What you have to do:
Would you repeat every line of the material exactly?

Information supplied:
PR #1918, opened 2022-04-28
Fix linebreaks in FAQ

bonomat:
Markdown either needs an empty new line or a trailing `\` to enforce linebreaks

Before: 
image

After: 

image


klochowicz (approved):
thanks, that looks much nicer!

Task answer:
PR #1918, opened 2022-04-28
Fix linebreaks in FAQ

bonomat:
Markdown either needs an empty new line or a trailing `\` to enforce linebreaks

Before: 
image

After: 

image


klochowicz (approved):
thanks, that looks much nicer!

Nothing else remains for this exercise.